> _PROBLEM DESCRIPTION_
Word for word, transcribe the records that follow.

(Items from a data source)
PR #48, opened 2026-07-27
fix(ci): unbreak the Gemini cross-audit — base-sha workspace + read-only tool allowlist

dshakes:
`audit-gemini` has been failing on **every** PR in ~18 seconds, including trivial ones:

> Gemini CLI is not running in a trusted directory. To proceed, either use `--skip-trust`, set the `GEMINI_CLI_TRUST_WORKSPACE=true` environment variable, or trust this directory in interactive mode.

Folder trust **hard-fails headless** (`FatalUntrustedWorkspaceError`) rather than degrading to safe mode, so the job died before auditing anything.

### Why the one-line fix would have been a regression

The step's comment claimed:

> Drives `gemini -p` non-interactively; default approval mode, so shell/write tools are never auto-approved — an effectively read-only audit pass.

**That was not true.** `google-github-actions/run-gemini-cli` invokes the CLI with `--yolo` **hardcoded**, and exposes no input to turn it off. The only thing making this pass read-only was the untrusted folder *downgrading* YOLO back to default approval — an accident we were unknowingly relying on.

This job checks out `refs/pull/N/merge` and feeds attacker-controlled diff text to a model. Setting the trust variable on its own would have silently armed auto-approval of every tool call against exactly that input. The job would have gone green and been *less* safe than while it was broken.

### What this does instead

The trust setting ships together with the guarantee that was missing:

- **`tools.exclude`** removes `run_shell_command`, `write_file`, `replace`, `web_fetch`, `google_web_search`, `save_memory` from **discovery**. An excluded tool is never offered, so YOLO has nothing dangerous to approve. What remains is read-only inspection of a tree we already control.
  - These two changes are *not separable*: workspace `.gemini/settings.json` is ignored while the folder is untrusted, so trusting the workspace is also what makes the restrictions load.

> _REPLY_
PR #48, opened 2026-07-27
fix(ci): unbreak the Gemini cross-audit — base-sha workspace + read-only tool allowlist

dshakes:
`audit-gemini` has been failing on **every** PR in ~18 seconds, including trivial ones:

> Gemini CLI is not running in a trusted directory. To proceed, either use `--skip-trust`, set the `GEMINI_CLI_TRUST_WORKSPACE=true` environment variable, or trust this directory in interactive mode.

Folder trust **hard-fails headless** (`FatalUntrustedWorkspaceError`) rather than degrading to safe mode, so the job died before auditing anything.

### Why the one-line fix would have been a regression

The step's comment claimed:

> Drives `gemini -p` non-interactively; default approval mode, so shell/write tools are never auto-approved — an effectively read-only audit pass.

**That was not true.** `google-github-actions/run-gemini-cli` invokes the CLI with `--yolo` **hardcoded**, and exposes no input to turn it off. The only thing making this pass read-only was the untrusted folder *downgrading* YOLO back to default approval — an accident we were unknowingly relying on.

This job checks out `refs/pull/N/merge` and feeds attacker-controlled diff text to a model. Setting the trust variable on its own would have silently armed auto-approval of every tool call against exactly that input. The job would have gone green and been *less* safe than while it was broken.

### What this does instead

The trust setting ships together with the guarantee that was missing:

- **`tools.exclude`** removes `run_shell_command`, `write_file`, `replace`, `web_fetch`, `google_web_search`, `save_memory` from **discovery**. An excluded tool is never offered, so YOLO has nothing dangerous to approve. What remains is read-only inspection of a tree we already control.
  - These two changes are *not separable*: workspace `.gemini/settings.json` is ignored while the folder is untrusted, so trusting the workspace is also what makes the restrictions load.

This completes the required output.